Starting at the first line and ending at the last, repeat the material word for word.

-- Recorded information follows --

PR #1, opened 2019-06-19
SFX-94: Set up directories and build tools within Logic layer repository

JoeyDeol:


packages/@sfx/sayt-plugin/package.json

-- Recorded information concluded --

Response =
PR #1, opened 2019-06-19
SFX-94: Set up directories and build tools within Logic layer repository

JoeyDeol:


packages/@sfx/sayt-plugin/package.json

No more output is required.